Your instructions => From the line that holds "Enable SIMD up to SSE2 on x86_64" to the last line of the data, copy everything exactly; leave out all the rest.

[Recorded information Boundary: Start]

PR #498, opened 2025-02-16
Enable SIMD up to SSE2 on x86_64

x86fr:
This remove the compiler flags preventing the use of early SIMD (MMX/SSE/SSE2) instructions.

[Recorded information Boundary: End]

Answer section =>
Enable SIMD up to SSE2 on x86_64

x86fr:
This remove the compiler flags preventing the use of early SIMD (MMX/SSE/SSE2) instructions.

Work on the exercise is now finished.